So what is the line? When have you crossed it?

Is it the daily emails? Is it that first phone conversation? Is it the anticipation of your phone pinging you to tell you that you have a text?

Is it that first not so innocent touch at the bottom of your back? The first time you realize you shiver when you see him? Is it that first kiss? I don’t know. But my question is — whose boundary are you crossing? Yours. His. Or one that has been defined by our Puritanical history? What are you doing with the information? What does it mean?

I hear women are having affairs in record numbers these days. Is that different than before? No. I don’t think so. Women are just better at keeping those kinds of secrets, so we don’t hear about them. And in the land of anonymous Internet polling a new voice is being heard. Because our affairs (the ‘us’ of women) are coming from a place of deep wounds and healing. We’re discriminate. We’re honest with our feelings. We’re not pretending to be something we’re not. We are finding a healing. And that’s not bar talk. Our affairs aren’t bragging rights to be “understood” by our female cohort. It’s a dark hurt. That’s not a pass, it’s a truth.
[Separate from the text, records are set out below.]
PR #499, opened 2026-04-08
fix(core): fix flaky shell test on macOS due to symlink path resolution

happyTonakai:
## Summary
  - Fix `TestCmdShell_MultiWorkspaceIgnoresMissingSharedBinding` failing on macOS
  - On macOS, `/var/folders/` is a symlink to `/private/var/folders/`. The test was comparing shell output (which
  uses the original path) against `normalizeWorkspacePath` result (which resolves the symlink), causing a
  mismatch.
  - The fix checks both the original and resolved paths in the assertion.

  ## Test plan
  - [x] `go test ./core/ -run TestCmdShell_MultiWorkspaceIgnoresMissingSharedBinding` passes on macOS
  - [x] `go test ./...` all pass


chenhg5 (approved):
LGTM. Tiny, correct fix for macOS symlink path resolution in a flaky test. The assertion now checks both original and resolved paths to handle /var/folders -> /private/var/folders symlink. Minimal change, focused fix.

To paraphrase a good friend, ‘the line of vulnerability gets thinner with each glass of wine.’ What’s a ‘girl’s night out’ after all? It’s a night to get shit out on the table. It might be shrouded in drink and revelry, but it’s all very raw. Very real. And you go home wondering.
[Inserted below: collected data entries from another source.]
PR #517, opened 2026-04-09
fix: prevent /new session race by detaching state before async close

ding-dan:
## Problem

A race condition in `/new`, `/switch`, and `/dir` commands causes session confusion. When the user sends `/new` while an agent session is active, `cleanupInteractiveState()` blocks for up to 130 seconds waiting for the old agent process to exit. During this blocking window:

1. The old event loop exits (stopCh closed) → the session lock is released
2. A new message arrives → `TryLock` succeeds on the **old** session (not yet cleared)
3. `getOrCreateInteractiveStateWith` reads the stale `AgentSessionID` → starts `claude --resume <old-id>`
4. The user's message is sent to the **old** conversation context
5. `cmdNew` finally unblocks → clears session data → creates new session → orphans the process from step 3

## Root Cause

`cleanupInteractiveState()` performs two logically independent operations in sequence:
- **Fast**: remove interactive state from routing map + stop event loop
- **Slow**: close the agent process (stdin EOF → wait for exit → SIGTERM → SIGKILL)

Session data (`AgentSessionID`, history) was only cleared **after** both operations completed, leaving a window where stale data could be read by concurrent message handlers.

## Fix

Introduced `detachInteractiveState()` — a non-blocking function that handles only the fast path (map removal + stop signal) and returns the `AgentSession` for later closing.

Command handlers (`cmdNew`, `cmdSwitch`, `dirApply`) now follow a 3-phase pattern:

1. **Detach** — `detachInteractiveState()` removes the state from the routing map and stops the event loop (non-blocking)
2. **Clear session data** — reset `AgentSessionID`, clear history, create new session record — while the state is already detached but the process may still be exiting
3. **Async close** — `closeAgentSessionAsync()` terminates the old process in a background goroutine

This ensures any message arriving during the close window sees a cleared `AgentSessionID` and starts a fresh agent session instead of resuming the old one.

## Additional Changes

- Fixed log prefix in `closeAgentSessionWithTimeout` (`cleanupInteractiveState:` → `closeAgentSessionWithTimeout:`)
- Added nil guards before `closeAgentSessionAsync` calls, consistent with `cleanupInteractiveState` style
- Added `slog.Debug` after detach in `cmdNew` for troubleshooting

## Tests

- `TestDetachInteractiveState_ReturnsAgentSession` — verifies map removal and return value
- `TestDetachInteractiveState_SkipsWhenStateReplaced` — verifies CAS (compare-and-swap) behavior
- `TestCmdNew_ClearsSessionDataBeforeAsyncClose` — regression test using a `slowCloseSession` stub that blocks in `Close()`, verifying that `AgentSessionID` is cleared and the async close goroutine is started before `cmdNew` returns

All existing tests pass (`go test ./...`).

Refs: #509, #510

### DIFF
--- a/core/engine.go
+++ b/core/engine.go
@@ -2204,12 +2204,25 @@ func (e *Engine) getOrCreateInteractiveStateWith(sessionKey string, p Platform, 
 // a stale goroutine (still running after /new created a fresh Session object and
 // a new turn started on it) from accidentally destroying the replacement state.
 func (e *Engine) cleanupInteractiveState(sessionKey string, expected ...*interactiveState) {
+	agentSession := e.detachInteractiveState(sessionKey, expected...)
+	if agentSession != nil {
+		e.closeAgentSessionWithTimeout(sessionKey, agentSession)
+	}
+}
+
+// detachInteractiveState removes the interactive state from the routing map,
+// stops its event loop, and returns the agent session for later closing.
+// It does NOT close the agent session — the caller is responsible for calling
+// closeAgentSessionWithTimeout or closeAgentSessionAsync on the returned value.
+// When an expected state is provided, detach is skipped if the map entry has
+// been replaced by a different state.
+func (e *Engine) detachInteractiveState(sessionKey string, expected ...*interactiveState) AgentSession {
 	e.interactiveMu.Lock()
 	state, ok := e.interactiveStates[sessionKey]
 	if len(expected) > 0 && expected[0] != nil && state != expected[0] {
 		// Another turn has already replaced the state — skip cleanup.
 		e.interactiveMu.Unlock()
-		return
+		return nil
 	}
 	delete(e.interactiveStates, sessionKey)
 	e.interactiveMu.Unlock()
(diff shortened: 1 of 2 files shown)


chenhg5 (changes requested):
请将这个 PR 拆分为两个独立 PR：

**1. Session race 修复**（core/engine.go、core/engine_test.go、agent/claudecode/session.go）
这部分是好的 — detachInteractiveState 模式正确解决了 /new /switch /dir 在 session 忙时的 race condition。请单独提交这个修复。

**2. 需要移除的文件**（不应包含在这个 PR 里）：
- `cc-connect-private` — 二进制文件，不应该提交到代码库
- `cmd/cc-connect/inject.go`（带 `//go:build private` tag）— private feature，未在 PR description 中说明
- `core/inject.go`、`core/inject_stub.go`、`core/api.go`、`core/management.go` — inject 功能，PR description 完全没提
- `cmd/cc-connect/main.go` — 需要检查是否只有 inject 相关的改动

请拆分后只保留 session race 修复部分，重新提交 review。

chenhg5:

So what is vulnerabililty for us? The need to be championed. The need to attended to. The need to feel again. The need to be appreciated. Is that different for men? On the outside yes. On the inside maybe not.

So what do I think? Men have affairs to get caught. Women have affairs to get found.

My answer — it’s your line. Cross it if you must. But make sure you like what (and who) is on the other side.